VietNamNet Bridge - The $20 billion gap between China’s and Vietnam’s figures about trade revenue still cannot be explained. The General Statistics Office (GSO) has proposed controlling smuggling, which it sees as a cause behind the discrepancy, while the General Department of Customs (GDC) believes it is necessary to change the statistical method.
GSO and GDC still cannot explain the big gap in Vietnam-China trade statistics raised by National Assembly’s deputies two months ago.
According to Phan Sinh, deputy head of GDC’s Information Technology Agency, both Vietnam and China follow the United Nation’s standards when counting imports and exports.
However, he said with the current method, the gap in the statistics released by Vietnamese and Chinese agencies will be wider in the future. The biggest gaps will be seen in products with global supply chains.

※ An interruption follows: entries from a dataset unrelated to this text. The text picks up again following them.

PR #102, opened 2023-04-27
Update starrocks-fe-and-cn-be.yaml

alberttwong:
using scarf for download.  
Signed-off-by: Albert Wong <atwong@alumni.uci.edu>


kevincai:
not necessary any more.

In 2014, the electronics, phone and phone accessories exports reported by Vietnamese agencies were $5.5 billion lower than Chinese agencies. As for imports, the Vietnamese agencies’ figure was $20 billion lower than the Chinese figure.
Particularly, the gap in imports of textiles & garments, machines and vehicles was high at $12.5 billion.

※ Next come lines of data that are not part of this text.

PR #129, opened 2023-06-15
[feature] support mount secrets in operator and helm chart

yandongxiao:
# Requirement

Currently, in the SR cluster, there are three types of components available: BE, FE, and CN. These components are already capable of mounting a ConfigMap object. The current requirement is for the StarRocks Operator to support mounting Secret objects when creating an SR cluster.

Specifically:

1. Mounting Secret objects is an optional choice when creating an SR cluster with the StarRocks Operator.
2. The StarRocks Operator does not need to create Secret objects.
3. The StarRocks Operator mounts Secret objects based on the CRD Spec.

# Design

## Operator

Add the `secrets []SecretInfo` field to StarRocksFeSpec, StarRocksBeSpec, and StarRocksCnSpec to support mounting multiple Secret objects.

The definition of the SecretInfo type is as follows:

```go
type SecretInfo struct {
    Name      string `json:"name"`
    MountPath string `json:"mountPath"`
}
```

Here are two CR definitions that mount Secret objects:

Sinh believes that the problem lies in the statistical method. Chinese agencies list all the products from China to Vietnam as ‘exports’. Meanwhile, Vietnam believes export countries are countries of origin.
He warned that the statistics gap will increase year after year together with the development of multinational groups like Samsung and Nokia in Vietnam, because the demand for material and component imports from them will be high.
Meanwhile, GSO believes that the problem lies in smuggling, i.e. goods that enter Vietnamese territory, but are not registered in accounts.
Le Thi Minh Thuy from GSO said that with the long border with China, it is very difficult to control goods carried across the border gates.
According to Thuy, Vietnamese importers may have colluded with Chinese partners to declare wrong import/export prices. Chinese enterprises might exaggerate the export value to be able to get higher tax refunds, while Vietnamese enterprises deliberately declare lower import prices to enjoy lower taxes.
However, Sinh of GDC argued that the value of smuggled goods could not be as high as $20 billion.
“If $20 billion worth of smuggled goods had entered Vietnam, the economy would have collapsed,” he said. “If some customs officers had let $20 billion worth of smuggled goods slip through the net, they would have been jailed.”
Romesh Paul, an EU expert, said that the statistical differences occurred not only with Vietnam. There also exists a big gap in statistics released by China and the EU.